In terms of my own make, a hacktivity kit for teaching critical storytelling with Mozilla X-ray Goggles, I riffed off of Doug Belshaw’s session of Mozilla’s Web Literacies and benefitted from good feedback from NYC Hive Teacher, Jeannie.  At Doug’s session, both Peter and I were interested in the making of this framework and struck by what appeared to us as a functionalist approach to thinking about how we make the web.  We talked with Doug briefly about this noting that, to us, the framework seemed to articulate a core set of web skills, not web literacies, which we think about as socially-constructed and wrapped up with the interplay between tools, humans, and cultural meaning-making practices.  Doug argued that the framework was bounded in web-only practices and noted that these were not digital literacies but web literacies–core practices that were essential to building the web, as opposed to living an being in a digitally-mediated world.  Still not satisfied, Peter and I pushed at this, asking about the critical and rhetorical lenses that we bring to web-building and teaching the web, practices that are never neutral and are always already wrapped up in questions of audience, purpose and context as well as questions about power and privilege.

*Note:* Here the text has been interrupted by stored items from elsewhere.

PR #4427, opened 2026-07-28
Bug #75795, honor the Roles root grant for org-scoped role permission checks

ngovus-inetsoft:
## Summary
- Fixes a `SecurityException` thrown when an EM user granted Administrator (ADMIN) permission only on the "Roles" root node tries to view/select an org-scoped role (e.g. a custom role in a non-default org while multi-tenancy is disabled).
- `DefaultCheckPermissionStrategy.checkPermission()` only consulted the `"Organization Roles"` permission root for org-scoped roles, never the `"Roles"` root, even though `"Roles"` is the node actually exposed for granting in non-multi-tenant mode (see `UserTreeService`). Now both roots are checked (OR), matching the pattern already used elsewhere for `SECURITY_ROLE` (e.g. `checkOrgAdminPermission`).

## Test plan
- [x] `./mvnw -pl core -am compile -DskipTests` passes
- [x] `./mvnw -pl core test -Dtest=DefaultCheckPermissionStrategyTest,RoleControllerTest` passes
- [ ] Manual repro per the reported steps: grant a non-admin EM user ADMIN on the "Roles" node only, confirm they can now open an org-scoped role without the SecurityException

### DIFF
--- a/core/src/main/java/inetsoft/sree/security/DefaultCheckPermissionStrategy.java
+++ b/core/src/main/java/inetsoft/sree/security/DefaultCheckPermissionStrategy.java
@@ -136,17 +136,29 @@ public class DefaultCheckPermissionStrategy implements CheckPermissionStrategy {
          String rootRole = Organization.getRootRoleName(principal);
          String rootOrgRole = Organization.getRootOrgRoleName(principal);
          Role role = provider.getRole(IdentityID.getIdentityIDFromKey(resource));
-         Permission rootRolePer = provider.getPermission(type, rootRole);
-         Permission rootOrgRolePer = provider.getPermission(type, rootOrgRole);
+         Permission orgRoleRootPer;
 
-         // "Roles" and "Organization Roles" are two independent grantable nodes in the EM
-         // security tree (see UserTreeService), so a grant on either root must be honored
-         // here — checking only one caused admins granted on the "Roles" root to be denied
-         // access to org-scoped roles, since only "Organization Roles" was consulted before.
-         if((role == null ||
+         if(role != null && role.getOrganizationID() != null) {
+            orgRoleRootPer = provider.getPermission(type, rootOrgRole);
+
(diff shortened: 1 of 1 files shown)


jshobe-inetsoft (changes requested):
Requesting changes — the `build` check is currently failing on the latest commit (b8adc003), and it looks like a real regression introduced by this change rather than flakiness:

```
[ERROR] PermissionMatrixResourcesS2Test.rootGlobalRoleAdmin_adminOnOrgRole_denied_rootsShouldBeIndependent -- Time elapsed: 0.006 s <<< FAILURE!
org.opentest4j.AssertionFailedError: Expected DENY but got ALLOW: [rootGlobalRoleAdmin~;~matrix_org_id] ADMIN on SECURITY_ROLE/targetRole ==> expected: <false> but was: <true>
```

This test asserts that the `"Roles"` root grant and the `"Organization Roles"` root grant are independent (a global-role-root admin should NOT get admin on an org-scoped role). That's exactly the invariant this PR's OR'd-roots change in `DefaultCheckPermissionStrategy.checkPermission()` appears to break — the automated Claude review flagged this as a coverage gap but wasn't able to run the test suite to catch the actual failure.

Please reconcile the fix with `PermissionMatrixResourcesS2Test` — either the new OR logic needs a scope-aware guard so it doesn't leak a global "Roles" root grant onto org-scoped roles, or the test's expectation needs to be intentionally updated with justification if the old assumption no longer holds.

jshobe-inetsoft (approved):
Claude's follow-up review (after commit 49480258) confirms the PermissionMatrixResourcesS2Test regression I flagged is resolved: the fallback to the "Roles" root is now scoped to only fire when "Organization Roles" has never been configured, preserving root independence. All checks are green (build, claude-review, Semgrep, CLA) and no blocking issues remain. Approving.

I asked Doug if I could remix the web literacy standards and re-situate them in a more humanist framework that considered functional, critical, and rhetorical approaches to web-building.  Citing the consensus Mozilla had finally reached over this framework, he said no.  So I used Thimble to create a hacktivity kit called X-ray Goggles for Critical Web Literacy.  My objective– to remix the framework and situate some of the functional skills detailed in the “Building: Creating for the Web” inside a meaning-making framework that acknowledges making as a rhetorical act and forces us to ask, “Who gets to make?  Why?  And how?”Ravensbourne College

While focusing on the critical and rhetorical aspects on the web, people will also learn basic concepts of HTML, CSS and the Open Web, building critical, rhetorical, and functional web literacies…Participants will understand that web making involves making choices about audience and purpose (rhetorical), who and what gets featured and what doesn’t (critical), and how to combine and remix the building blocks of the web (functional).

To me, these practices, such as remix and hacking, are not limited and bound by the web.  Instead, they are practices inspired, facilitated, enabled, and/or proliferated by the web and grounded in an open ethos that guides the way we play with others and their compositions.  And this is the ethos I experienced most passionately at Mozfest– a collective identity and socially-constructed webbed literacy generated through the use of human codes to negotiate our relationships and meaning-making practices, both on and off the web.